ROME — Pope Francis on Saturday blasted Catholics who, hewing to old-school versions of liturgy like the Latin Mass, have made an ideological battleground of the issue, decrying what he described as devil-inspired divisiveness in the church.
Francis pressed his papacy’s battle against traditionalists, whose prominent members include some ultra-conservative cardinals. They have resisted restrictions, imposed last year by the Vatican, on celebrations of the old Mass in Latin in St. Peter’s Basilica and, more generally, for years have disparaged the modernizing reforms of the Second Vatican Council in the 1960s.
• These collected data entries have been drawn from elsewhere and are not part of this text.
PR #6769, opened 2023-04-11
ROR uploader changes to take in account the external Identifiers updates

Camelia-Orcid:


Camelia-Orcid:
[Fix fundref->ROR matching (e.g. Duplicate organization: "Deutsches Museum")](https://trello.com/c/SRtNe0ah/8563-fix-fundref-ror-matching-eg-duplicate-organization-deutsches-museum)

PR #6770, opened 2023-04-11
fix: Reverse list to compare other names stored in the database

DanielPalafox:


DanielPalafox:
[[QA] Record last_modified date updated if names modal is saved without changes on records with other names/published name](https://trello.com/c/1gxiThqw/8568-qa-record-lastmodified-date-updated-if-names-modal-is-saved-without-changes-on-records-with-other-names-published-name)

amontenegro (approved):

PR #6789, opened 2023-05-09
Check if the scopes are empty and throw an exception

amontenegro:


amontenegro:
[[QA] 500 error response from authorize.json for OAuth requests containing empty scope parameter](https://trello.com/c/IAWfEJD7/8600-qa-500-error-response-from-authorizejson-for-oauth-requests-containing-empty-scope-parameter)

PR #6800, opened 2023-05-24
Remove all togglz that have to do with the angular pages

amontenegro:


amontenegro:
[[Tech][Togglz] Remove togglz for angular pages](https://trello.com/c/GVK0z0Sb/8630-techtogglz-remove-togglz-for-angular-pages)

PR #6822, opened 2023-06-19
Add a property to indicate if a record should have the noindex metatag

amontenegro:


amontenegro:
[no-index is not being set for records without an OAuth token](https://trello.com/c/5z6Nv0KH/51-no-index-is-not-being-set-for-records-without-an-oauth-token)

leomendoza123 (approved):

leomendoza123:
[Account: Developer tools](https://trello.com/c/1lf82w2p/8661-account-developer-tools)

PR #6831, opened 2023-07-14
8682 trust summary json format

DanielPalafox:


DanielPalafox:
[Trust summary - JSON format](https://trello.com/c/ZZG8OhW9/8682-trust-summary-json-format)

orcid-web/src/main/java/org/orcid/frontend/web/controllers/PublicRecordController.java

Speaking at the Vatican to instructors and students of the Pontifical Liturgical Institute, Francis said it’s not possible to worship God while using the liturgy as a “battleground” for nonessential questions that divide the church.
Francis has made clear he prefers Mass celebrated in local languages, with the priest facing the congregation instead of with his back to the pews. That was the way Mass was celebrated before the revolutionary Vatican Council reforms, more than a half century-ago, which aimed at making rank-and-file Catholics feel more connected to liturgical celebrations.
“I underline again that liturgical life, and the study of it, must lead to greater ecclesial unity, not to division,” the pope told the institute’s participants. “When liturgical life is a bit of a banner for division, there is the odor of the devil being inside there, the deceiver.”
“It’s not possible to render worship to God and at the same time make a battleground of liturgy for questions that aren’t essential,” Francis added.
Last year, two prominent cardinals questioned the legitimacy of a Vatican decree placing restrictions of the celebration of the old Latin Mass in St. Peter’s Basilica and forbidding private Masses in its side chapels.
Such traditionalists have openly voiced hostility to Francis. The retired chief of the Vatican’s doctrinal orthodoxy office, German Cardinal Gerhard Mueller, contended that no one was obliged to obey that decree. U.S. Cardinal Raymond Burke, who was given the heave-ho by Francis early in his papacy from a Vatican post, called for the decree to be scrapped.
Francis told his audience on Saturday that “every reform creates some resistance.” He recalled that, when he was a youngster, Pope Pius XII allowed faithful to drink water before receiving Communion and that scandalized opponents.
Similar indignation followed later reforms allowing Catholics to fulfill their weekly Mass obligation by attending an evening service instead of on Sunday mornings.
Francis also blasted what he called “closed mentalities” that exploit the liturgy.
“This is the drama we are living, in ecclesial groups which are moving away from the Church, putting in question” the authority of bishops and of the church, he said.
In 2016, a breakaway traditionalist Catholic group, the Society of St. Pius X, accused Francis of sowing confusion and errors about the faith, joining a chorus of conservative criticism over what they perceived as the pontiff’s lax doctrine.
In 1969, the late Archbishop Marcel Lefebvre founded the society, opposed to the modernizing church reforms of the 1960s. In one of the more spectacular chapters of the Vatican’s long-running duel with traditionalists, he and four other bishops were later excommunicated by the Vatican after the archbishop consecrated them without papal consent.